Your task:
Go through the data and copy each line where the string "from" appears.

Saved data entries:
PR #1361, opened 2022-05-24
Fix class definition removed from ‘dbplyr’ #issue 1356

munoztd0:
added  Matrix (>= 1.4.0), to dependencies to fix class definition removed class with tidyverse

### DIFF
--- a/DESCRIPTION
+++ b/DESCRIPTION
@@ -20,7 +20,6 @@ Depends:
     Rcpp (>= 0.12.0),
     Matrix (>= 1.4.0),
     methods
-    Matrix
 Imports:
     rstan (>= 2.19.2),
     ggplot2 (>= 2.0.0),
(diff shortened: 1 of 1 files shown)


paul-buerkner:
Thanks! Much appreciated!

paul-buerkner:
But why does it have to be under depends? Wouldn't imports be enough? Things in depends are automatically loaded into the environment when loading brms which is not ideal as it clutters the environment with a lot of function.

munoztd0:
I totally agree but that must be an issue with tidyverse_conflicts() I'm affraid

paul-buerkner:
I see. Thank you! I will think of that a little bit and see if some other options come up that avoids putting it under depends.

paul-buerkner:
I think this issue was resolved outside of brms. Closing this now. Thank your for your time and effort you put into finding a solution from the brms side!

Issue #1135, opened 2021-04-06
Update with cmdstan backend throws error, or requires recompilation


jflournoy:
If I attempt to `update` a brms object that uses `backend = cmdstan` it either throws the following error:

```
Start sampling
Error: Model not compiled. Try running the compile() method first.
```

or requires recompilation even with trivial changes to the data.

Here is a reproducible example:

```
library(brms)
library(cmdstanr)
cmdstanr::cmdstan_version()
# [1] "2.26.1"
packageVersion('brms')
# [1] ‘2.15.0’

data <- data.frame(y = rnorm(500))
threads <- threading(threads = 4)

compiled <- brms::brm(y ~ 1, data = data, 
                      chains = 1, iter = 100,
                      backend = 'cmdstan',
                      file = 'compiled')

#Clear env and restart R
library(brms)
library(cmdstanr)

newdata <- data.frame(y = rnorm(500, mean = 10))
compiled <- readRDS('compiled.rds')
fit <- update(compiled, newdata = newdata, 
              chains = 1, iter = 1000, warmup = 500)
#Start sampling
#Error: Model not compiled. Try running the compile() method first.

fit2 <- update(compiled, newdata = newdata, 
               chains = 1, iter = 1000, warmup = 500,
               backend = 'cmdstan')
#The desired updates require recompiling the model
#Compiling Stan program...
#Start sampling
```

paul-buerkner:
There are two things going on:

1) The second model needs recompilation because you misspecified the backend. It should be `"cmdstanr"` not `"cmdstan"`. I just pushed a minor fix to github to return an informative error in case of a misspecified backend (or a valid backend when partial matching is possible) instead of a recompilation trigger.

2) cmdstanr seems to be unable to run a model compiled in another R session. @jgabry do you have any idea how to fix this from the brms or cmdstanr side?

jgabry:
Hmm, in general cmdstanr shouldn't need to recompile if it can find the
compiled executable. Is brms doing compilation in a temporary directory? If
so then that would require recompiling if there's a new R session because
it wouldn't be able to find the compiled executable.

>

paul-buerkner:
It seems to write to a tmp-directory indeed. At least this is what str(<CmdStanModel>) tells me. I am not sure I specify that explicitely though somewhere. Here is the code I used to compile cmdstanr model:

Task output:
Fix class definition removed from ‘dbplyr’ #issue 1356
I think this issue was resolved outside of brms. Closing this now. Thank your for your time and effort you put into finding a solution from the brms side!
2) cmdstanr seems to be unable to run a model compiled in another R session. @jgabry do you have any idea how to fix this from the brms or cmdstanr side?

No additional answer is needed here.